**What to work on**. All entries should be copied exactly, none left out.

**Material provided**.
-.-.-

PR #6141, opened 2026-06-17
fix(security): close channel media RBAC bypass and audit findings

houko:
## Summary

A multi-agent scan across the workspace (per-crate + cross-cutting security/correctness lenses) surfaced a set of defects; each was adversarially re-verified against source before being fixed. This PR lands the seven confirmed findings as one tight security/correctness cluster.

### 1. Channel media RBAC bypass (high) — `crates/librefang-channels/src/bridge.rs`
The multimodal (image/voice/video) dispatch path authorized `message.sender.platform_id`, which for **group** messages is the group/chat JID, not the individual sender. With RBAC enabled, an unauthorized group member could bypass the allowlist by sending media instead of text — exactly the voice-note vector flagged in the cross-chat-leak work (2d5a4458). The text path already keys on `sender_user_id(message)`; the media path now does too. Behavior-preserving for DMs (where `sender_user_id` falls back to `platform_id`).

### 2. Channel media skips policy/rate-limit gating (medium) — same file
The debounced media branch reached `dispatch_with_blocks` directly, skipping the `should_process_group_message` / `dm_policy` / per-channel + per-user rate-limit gating the text path enforces. Media could bypass a `mention_only`/`ignore` group or a DM `dm_policy=ignore`, and per-user rate limits never throttled media. A `media_dispatch_allowed` helper now runs the identical gating, placed at the single ungated entry point (`flush_debounced`) so the five already-gated `dispatch_with_blocks` call sites inside `dispatch_message` do not double-count rate-limit tokens.

### 3. Prompt-injection scanner zero-width/bidi bypass (medium) — `librefang-skills/src/verify.rs`, `librefang-runtime/src/prompt_builder.rs`, `librefang-kernel/src/kernel/prompt_context.rs`
The Aho-Corasick scan ran over raw text, so a zero-width or bidi code point spliced into a literal (`ignore<ZWSP>previous instructions`) evaded every Critical pattern, while invisible chars were only a non-blocking Warning and were never stripped before reaching the LLM prompt. Now: the scanner also scans an invisible-stripped variant (in-word insertion) and a separator-restored variant (zero-width-for-space), deduplicated across passes; `sanitize_for_prompt` drops invisible/format code points; and the previously-unsanitized `collect_prompt_context` content slot strips them too. The benign-i18n Warning behavior (U+200E/U+200F, bidi isolates in RTL descriptions) is left intact rather than hard-blocked.

### 4. ClawHub install path traversal (medium) — `crates/librefang-api/src/routes/skills/clawhub.rs`
`clawhub_install` and `clawhub_cn_install` joined `req.hand` into `workspaces/hands/<hand>` with no validation, unlike the sibling `install_skill`. A `../`-bearing id escaped the hands directory. Both now run `validate_skill_identifier(hand_id, "hand")` before the join.

### 5. Gemini streaming over-charges cached tokens (medium) — `crates/librefang-llm-drivers/src/drivers/gemini.rs`
The streaming usage path set `input`/`output` tokens but dropped `cache_read_input_tokens`, so cached Gemini prompt tokens were billed at the full input rate. It now captures `cached_content_token_count`, mirroring the two non-streaming paths.

### 6. MCP stdio server dies on one bad frame (low) — `crates/librefang-cli/src/mcp.rs`
A malformed JSON body collapsed to EOF and an oversized frame returned `Err`, killing the whole session on a single bad message. `read_message` now returns a `Frame` enum distinguishing true EOF from recoverable protocol errors; the run loop replies with JSON-RPC `-32700` and continues.

## Verification

- `cargo check` and `cargo clippy --all-targets -- -D warnings` are green across all seven touched crates (`librefang-channels`, `-llm-drivers`, `-skills`, `-runtime`, `-kernel`, `-api`, `-cli`).
- New regression tests added per fix:
  - channels: group-media authorizes the individual sender and the group/DM gate predicate holds.
  - skills: both bypass shapes (separator substitution and in-word insertion, incl. U+202E) now flag Critical.
  - prompt_builder: `sanitize_for_prompt` drops U+200B / U+202E.
  - gemini: streamed chunk with `cachedContentTokenCount` populates `cache_read_input_tokens`.
  - mcp: malformed-then-valid frame sequence recovers (no session kill); oversized body returns a recoverable error, not `Err`.
- Affected crates' unit suites pass (e.g. `librefang-skills` 211/211) and the gemini integration test passes.

## Notes

- Two scanner findings were rejected during adversarial verification and are intentionally not included.
- `reply_precheck` (an LLM-cost optimization gated on `group_policy=all`) is deliberately not replicated into the media gate — it is a silence optimization, not a security gate, and adding it would introduce a billed LLM call on the media path.

### DIFF
--- a/crates/librefang-api/src/routes/skills/clawhub.rs
+++ b/crates/librefang-api/src/routes/skills/clawhub.rs
@@ -310,6 +310,18 @@ pub async fn clawhub_install(
     Json(req): Json<crate::types::ClawHubInstallRequest>,
 ) -> impl IntoResponse {
     let home = state.kernel.home_dir();
+    // Reject path-traversal payloads in `hand` before it reaches any
+    // `Path::join` below — mirrors the guard `install_skill` applies to
+    // the same field. Without this, `{"hand":"../../something"}` escapes
+    // `~/.librefang/workspaces/hands/`. (audit: clawhub-install-path-traversal)
+    if let Some(ref hand_id) = req.hand {
+        if let Err(reason) = validate_skill_identifier(hand_id, "hand") {
+            return (
+                StatusCode::BAD_REQUEST,
+                Json(serde_json::json!({"error": reason})),
+            );
+        }
+    }
     let skills_dir = if let Some(ref hand_id) = req.hand {
         let hand_dir = home.join("workspaces").join("hands").join(hand_id);
         if !hand_dir.exists() {
@@ -689,6 +701,18 @@ pub async fn clawhub_cn_install(
     Json(req): Json<crate::types::ClawHubInstallRequest>,
 ) -> impl IntoResponse {
     let home = state.kernel.home_dir();
+    // Reject path-traversal payloads in `hand` before it reaches any
+    // `Path::join` below — mirrors the guard `install_skill` applies to
+    // the same field. Without this, `{"hand":"../../something"}` escapes
+    // `~/.librefang/workspaces/hands/`. (audit: clawhub-install-path-traversal)
+    if let Some(ref hand_id) = req.hand {
+        if let Err(reason) = validate_skill_identifier(hand_id, "hand") {
+            return (
+                StatusCode::BAD_REQUEST,
+                Json(serde_json::json!({"error": reason})),
+            );
+        }
+    }
     let skills_dir = if let Some(ref hand_id) = req.hand {
         let hand_dir = home.join("workspaces").join("hands").join(hand_id);
         if !hand_dir.exists() {
--- a/crates/librefang-channels/src/bridge.rs
+++ b/crates/librefang-channels/src/bridge.rs
@@ -1151,6 +1151,32 @@ fn flush_debounced(
                 None
             };
 
+            // --- Gate the debounced media path (parity with dispatch_message) ---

-.-.-

**Exercise output**.
PR #6141, opened 2026-06-17
fix(security): close channel media RBAC bypass and audit findings

houko:
## Summary

A multi-agent scan across the workspace (per-crate + cross-cutting security/correctness lenses) surfaced a set of defects; each was adversarially re-verified against source before being fixed. This PR lands the seven confirmed findings as one tight security/correctness cluster.

### 1. Channel media RBAC bypass (high) — `crates/librefang-channels/src/bridge.rs`
The multimodal (image/voice/video) dispatch path authorized `message.sender.platform_id`, which for **group** messages is the group/chat JID, not the individual sender. With RBAC enabled, an unauthorized group member could bypass the allowlist by sending media instead of text — exactly the voice-note vector flagged in the cross-chat-leak work (2d5a4458). The text path already keys on `sender_user_id(message)`; the media path now does too. Behavior-preserving for DMs (where `sender_user_id` falls back to `platform_id`).

### 2. Channel media skips policy/rate-limit gating (medium) — same file
The debounced media branch reached `dispatch_with_blocks` directly, skipping the `should_process_group_message` / `dm_policy` / per-channel + per-user rate-limit gating the text path enforces. Media could bypass a `mention_only`/`ignore` group or a DM `dm_policy=ignore`, and per-user rate limits never throttled media. A `media_dispatch_allowed` helper now runs the identical gating, placed at the single ungated entry point (`flush_debounced`) so the five already-gated `dispatch_with_blocks` call sites inside `dispatch_message` do not double-count rate-limit tokens.

### 3. Prompt-injection scanner zero-width/bidi bypass (medium) — `librefang-skills/src/verify.rs`, `librefang-runtime/src/prompt_builder.rs`, `librefang-kernel/src/kernel/prompt_context.rs`
The Aho-Corasick scan ran over raw text, so a zero-width or bidi code point spliced into a literal (`ignore<ZWSP>previous instructions`) evaded every Critical pattern, while invisible chars were only a non-blocking Warning and were never stripped before reaching the LLM prompt. Now: the scanner also scans an invisible-stripped variant (in-word insertion) and a separator-restored variant (zero-width-for-space), deduplicated across passes; `sanitize_for_prompt` drops invisible/format code points; and the previously-unsanitized `collect_prompt_context` content slot strips them too. The benign-i18n Warning behavior (U+200E/U+200F, bidi isolates in RTL descriptions) is left intact rather than hard-blocked.

### 4. ClawHub install path traversal (medium) — `crates/librefang-api/src/routes/skills/clawhub.rs`
`clawhub_install` and `clawhub_cn_install` joined `req.hand` into `workspaces/hands/<hand>` with no validation, unlike the sibling `install_skill`. A `../`-bearing id escaped the hands directory. Both now run `validate_skill_identifier(hand_id, "hand")` before the join.

### 5. Gemini streaming over-charges cached tokens (medium) — `crates/librefang-llm-drivers/src/drivers/gemini.rs`
The streaming usage path set `input`/`output` tokens but dropped `cache_read_input_tokens`, so cached Gemini prompt tokens were billed at the full input rate. It now captures `cached_content_token_count`, mirroring the two non-streaming paths.

### 6. MCP stdio server dies on one bad frame (low) — `crates/librefang-cli/src/mcp.rs`
A malformed JSON body collapsed to EOF and an oversized frame returned `Err`, killing the whole session on a single bad message. `read_message` now returns a `Frame` enum distinguishing true EOF from recoverable protocol errors; the run loop replies with JSON-RPC `-32700` and continues.

## Verification

- `cargo check` and `cargo clippy --all-targets -- -D warnings` are green across all seven touched crates (`librefang-channels`, `-llm-drivers`, `-skills`, `-runtime`, `-kernel`, `-api`, `-cli`).
- New regression tests added per fix:
  - channels: group-media authorizes the individual sender and the group/DM gate predicate holds.
  - skills: both bypass shapes (separator substitution and in-word insertion, incl. U+202E) now flag Critical.
  - prompt_builder: `sanitize_for_prompt` drops U+200B / U+202E.
  - gemini: streamed chunk with `cachedContentTokenCount` populates `cache_read_input_tokens`.
  - mcp: malformed-then-valid frame sequence recovers (no session kill); oversized body returns a recoverable error, not `Err`.
- Affected crates' unit suites pass (e.g. `librefang-skills` 211/211) and the gemini integration test passes.

## Notes

- Two scanner findings were rejected during adversarial verification and are intentionally not included.
- `reply_precheck` (an LLM-cost optimization gated on `group_policy=all`) is deliberately not replicated into the media gate — it is a silence optimization, not a security gate, and adding it would introduce a billed LLM call on the media path.

### DIFF
--- a/crates/librefang-api/src/routes/skills/clawhub.rs
+++ b/crates/librefang-api/src/routes/skills/clawhub.rs
@@ -310,6 +310,18 @@ pub async fn clawhub_install(
     Json(req): Json<crate::types::ClawHubInstallRequest>,
 ) -> impl IntoResponse {
     let home = state.kernel.home_dir();
+    // Reject path-traversal payloads in `hand` before it reaches any
+    // `Path::join` below — mirrors the guard `install_skill` applies to
+    // the same field. Without this, `{"hand":"../../something"}` escapes
+    // `~/.librefang/workspaces/hands/`. (audit: clawhub-install-path-traversal)
+    if let Some(ref hand_id) = req.hand {
+        if let Err(reason) = validate_skill_identifier(hand_id, "hand") {
+            return (
+                StatusCode::BAD_REQUEST,
+                Json(serde_json::json!({"error": reason})),
+            );
+        }
+    }
     let skills_dir = if let Some(ref hand_id) = req.hand {
         let hand_dir = home.join("workspaces").join("hands").join(hand_id);
         if !hand_dir.exists() {
@@ -689,6 +701,18 @@ pub async fn clawhub_cn_install(
     Json(req): Json<crate::types::ClawHubInstallRequest>,
 ) -> impl IntoResponse {
     let home = state.kernel.home_dir();
+    // Reject path-traversal payloads in `hand` before it reaches any
+    // `Path::join` below — mirrors the guard `install_skill` applies to
+    // the same field. Without this, `{"hand":"../../something"}` escapes
+    // `~/.librefang/workspaces/hands/`. (audit: clawhub-install-path-traversal)
+    if let Some(ref hand_id) = req.hand {
+        if let Err(reason) = validate_skill_identifier(hand_id, "hand") {
+            return (
+                StatusCode::BAD_REQUEST,
+                Json(serde_json::json!({"error": reason})),
+            );
+        }
+    }
     let skills_dir = if let Some(ref hand_id) = req.hand {
         let hand_dir = home.join("workspaces").join("hands").join(hand_id);
         if !hand_dir.exists() {
--- a/crates/librefang-channels/src/bridge.rs
+++ b/crates/librefang-channels/src/bridge.rs
@@ -1151,6 +1151,32 @@ fn flush_debounced(
                 None
             };
 
+            // --- Gate the debounced media path (parity with dispatch_message) ---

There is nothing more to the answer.